Exercise: Only the lines from the one containing "so the absolute" through the one containing "I think this" should be printed, exactly as they appear below, with both ends included.

Data provided:
PR #1460, opened 2019-01-05
Implement DIIS absolute error criterion

susilehtola:
## Description
Psi4 is currently using the RMS norm to check for wave function convergence. However, it's well known that the RMS norm isn't as robust as the absolute error in some pathological cases: even though the RMS error is small, you may still have significant gradients for a few orbitals.

This PR implements the maximum absolute norm for DIIS in SCF calculations, which can be toggled by setting ```DIIS_RMS_ERROR false```

## Todos
- [x] Implemented absolute error criterion for DIIS

## Questions
- [ ] Question1

## Checklist

## Status
- [x] Ready for review
- [x] Ready for merge

### DIFF
--- a/psi4/driver/procrouting/scf_proc/scf_iterator.py
+++ b/psi4/driver/procrouting/scf_proc/scf_iterator.py
@@ -252,16 +252,17 @@ def scf_iterate(self, e_conv=None, d_conv=None):
     soscf_enabled = _validate_soscf()
     frac_enabled = _validate_frac()
     efp_enabled = hasattr(self.molecule(), 'EFP')
+    diis_rms = core.get_option('SCF', 'DIIS_RMS_ERROR')
 
     if self.iteration_ < 2:
         core.print_out("  ==> Iterations <==\n\n")
-        core.print_out("%s                        Total Energy        Delta E     RMS |[F,P]|\n\n" % ("   "
-                                                                                                      if is_dfjk else ""))
+        core.print_out("%s                        Total Energy        Delta E     %s |[F,P]|\n\n" % ("   "
+                                                                                                     if is_dfjk else "", "RMS" if diis_rms else "MAX"))
 
     # SCF iterations!
     SCFE_old = 0.0
     SCFE = 0.0
-    Drms = 0.0
+    Dnorm = 0.0
     while True:
         self.iteration_ += 1
 
@@ -331,15 +332,15 @@ def scf_iterate(self, e_conv=None, d_conv=None):
         status = []
 
         # Check if we are doing SOSCF
-        if (soscf_enabled and (self.iteration_ >= 3) and (Drms < core.get_option('SCF', 'SOSCF_START_CONVERGENCE'))):
-            Drms = self.compute_orbital_gradient(False, core.get_option('SCF', 'DIIS_MAX_VECS'))
+        if (soscf_enabled and (self.iteration_ >= 3) and (Dnorm < core.get_option('SCF', 'SOSCF_START_CONVERGENCE'))):
+            Dnorm = self.compute_orbital_gradient(False, core.get_option('SCF', 'DIIS_MAX_VECS'))
             diis_performed = False
             if self.functional().needs_xc():
                 base_name = "SOKS, nmicro="
             else:
                 base_name = "SOSCF, nmicro="
 
-            if not _converged(Ediff, Drms, e_conv=e_conv, d_conv=d_conv):
+            if not _converged(Ediff, Dnorm, e_conv=e_conv, d_conv=d_conv):
                 nmicro = self.soscf_update(
                     core.get_option('SCF', 'SOSCF_CONV'),
                     core.get_option('SCF', 'SOSCF_MIN_ITER'),
@@ -379,7 +380,7 @@ def scf_iterate(self, e_conv=None, d_conv=None):
                 diis_performed = False
                 add_to_diis_subspace = self.diis_enabled_ and self.iteration_ >= self.diis_start_
 
-                Drms = self.compute_orbital_gradient(add_to_diis_subspace, core.get_option('SCF', 'DIIS_MAX_VECS'))
+                Dnorm = self.compute_orbital_gradient(add_to_diis_subspace, core.get_option('SCF', 'DIIS_MAX_VECS'))
 
                 if (add_to_diis_subspace and core.get_option('SCF', 'DIIS_MIN_VECS') - 1):
                     diis_performed = self.diis()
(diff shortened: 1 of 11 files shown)


psi4/driver/procrouting/scf_proc/scf_iterator.py
```diff
@@ -252,16 +252,21 @@ def scf_iterate(self, e_conv=None, d_conv=None):
     soscf_enabled = _validate_soscf()
     frac_enabled = _validate_frac()
     efp_enabled = hasattr(self.molecule(), 'EFP')
+    diis_rms = core.get_option('SCF', 'DIIS_RMS_ERROR')
 
     if self.iteration_ < 2:
         core.print_out("  ==> Iterations <==\n\n")
-        core.print_out("%s                        Total Energy        Delta E     RMS |[F,P]|\n\n" % ("   "
-                                                                                                      if is_dfjk else ""))
+        if diis_rms:
```
dgasmith: Better to put this if similar to `is_dfjk` so we are not duplicating lines.

psi4/src/psi4/libscf_solver/cuhf.cc
```diff
@@ -392,7 +387,11 @@ double CUHF::compute_orbital_gradient(bool save_diis, int max_diis_vectors) {
 
         diis_manager_->add_entry(4, grad_a.get(), grad_b.get(), Fa_.get(), Fb_.get());
     }
-    return Drms;
+
+    if (options_.get_bool("DIIS_RMS_ERROR"))
+        return sqrt(0.5 * (std::pow(grad_a->rms(), 2) + std::pow(grad_b->rms(), 2)));
```
dgasmith: `std::sqrt` everywhere.

dgasmith:
Can you provide examples and literature on these pathological cases?

susilehtola:
@dgasmith well, it's quite a simple matter: if you have a large matrix where a few elements are large while the rest are numerically zero, the RMS norm may be small since it's only looking at the average. The maximum absolute norm, however, picks up this case. Q-Chem appears to have switched to the maximum absolute norm from the RMS norm in version 3.0. It's also the default in GAMESS'94, probably other codes as well.

This means that the bigger system you have, the more likely you're going to see problems with the RMS norm, as it will say the wave function has converged even if you have significant residual gradients for a limited set of orbitals.

The extreme case is, of course, if you e.g. use ```guess read``` with ```guess_mix true``` with a previously converged calculation. Then only the HOMO-LUMO pair isn't converged, and even in cases where the ground state wave function may have significant symmetry breaking, you might not pick this up since the orbital gradient only has two large elements.

I've been running calculations on some small transition metal complexes lately, and there it's quite common to see differences of 1 or 2 orders of magnitude between the RMS and MAX error.

psi4/driver/procrouting/scf_proc/scf_iterator.py
susilehtola: Thanks for the hint, still learning Python...

psi4/src/psi4/libscf_solver/cuhf.cc
susilehtola: Found a few entries elsewhere as well.

susilehtola:
Damn it. The history has somehow gotten screwed up again, even though I started off with a clean tree and **I** haven't pulled anything into the branch from master.... Ugh

susilehtola:
Every time this has happened, the problems have started when I've tried to push changes to the branch from my local git repo to find out that the branch has changed on github. When I pull the changes into my branch, I get conflicts, that I then try to resolve. The end result appears to be a big mess every time. Why is this happening and how can I avoid it??

dgasmith:
```bash
git push --force origin feature_branch
```

Kind of looks like you did:
```
git pull origin feature_branch
git push
```

susilehtola:
But the thing is, I haven't done the latter in the branch. For some reason, it had changed on github, which resulted in git push failing. Then I ```git pull origin feature_branch``` and ```git push origin feature_branch```, which caused the mess!

Now, rebasing isn't working anymore since the history is screwed up. Ugh.

susilehtola:
Thanks @loriab. Does that come as a printable PDF?

susilehtola:
Here's one sample case
```
molecule {
0 2
V 0.000000 0.000000 0.000000 
N -0.009654 1.561722 1.062138 
N 0.009654 -1.561722 1.062138 
N -1.561722 -0.009654 -1.062138 
N 1.561722 0.009654 -1.062138 
C -1.219978 2.113945 1.655979 
C 1.219978 -2.113945 1.655979 
C -2.113945 -1.219978 -1.655979 
C 2.113945 1.219978 -1.655979 
C 1.188278 2.080402 1.709075 
C -1.188278 -2.080402 1.709075 
C -2.080402 1.188278 -1.709075 
C 2.080402 -1.188278 -1.709075 
H -2.112996 1.691813 1.177356 
H 2.112996 -1.691813 1.177356 
H -1.691813 -2.112996 -1.177356 
H 1.691813 2.112996 -1.177356 
H 2.089441 1.627028 1.275983 
H -2.089441 -1.627028 1.275983 
H -1.627028 2.089441 -1.275983 
H 1.627028 -2.089441 -1.275983 
H -1.254235 3.214541 1.536136 
H 1.254235 -3.214541 1.536136 
H -1.905317 -1.281383 -2.742242 
H 1.905317 1.281383 -2.742242 
H 1.192045 1.877111 2.798018 
H -1.192045 -1.877111 2.798018 
H -3.178469 1.263762 -1.584921 
H 3.178469 -1.263762 -1.584921 
H -1.281383 1.905317 2.742242 
H 1.281383 -1.905317 2.742242 
H -3.214541 -1.254235 -1.536136 
H 3.214541 1.254235 -1.536136 
H 1.263762 3.178469 1.584921 
H -1.263762 -3.178469 1.584921 
H -1.877111 1.192045 -2.798018 
H 1.877111 -1.192045 -2.798018
}

memory 24 gb
set basis aug-pcseg-1
set reference uhf
set guess sad
set scf_type direct
set df_scf_guess false
set diis_rms_error true
set ints_tolerance 1e-14
energy('scf')

set guess read
set diis_rms_error false
energy('scf')
```

The first step converges as
```
   @UHF iter  19: -1477.30511799303667   -5.87622e-07   5.94954e-07 DIIS
  Energy converged.
```
where the second starts out as
```
                        Total Energy        Delta E     MAX |[F,P]|

   @UHF iter   0: -1477.30511823973779   -1.47731e+03   3.66064e-05 
   @UHF iter   1: -1477.30511827087457   -3.11368e-08   2.33361e-05 DIIS
```
so the absolute norm is larger by two orders of magnitude. And this is still a relatively small system.

loriab:
@susilehtola afraid it's jpeg, but it's the "prflow" files [here](https://github.com/psi4/psi4/tree/master/doc/sphinxman/source/resources)

susilehtola:
I think this must also be the default in The Code That Shall Not Be Mentioned. At least the 1999 paper by Rabuck and Scuseria, "Improving self-consistent field convergence by varying occupation numbers" states that

> The DIIS error factor is used to determine the status of the SCF iteration process and reaches zero  at convergence. This factor is the maximum element in the commutator of the density matrix and the Fock matrix, (FPS-SPF), where F is the Fock matrix, P is the density matrix and S is the overlap matrix.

Exercise result:
so the absolute norm is larger by two orders of magnitude. And this is still a relatively small system.

loriab:
@susilehtola afraid it's jpeg, but it's the "prflow" files [here](https://github.com/psi4/psi4/tree/master/doc/sphinxman/source/resources)

susilehtola:
I think this must also be the default in The Code That Shall Not Be Mentioned. At least the 1999 paper by Rabuck and Scuseria, "Improving self-consistent field convergence by varying occupation numbers" states that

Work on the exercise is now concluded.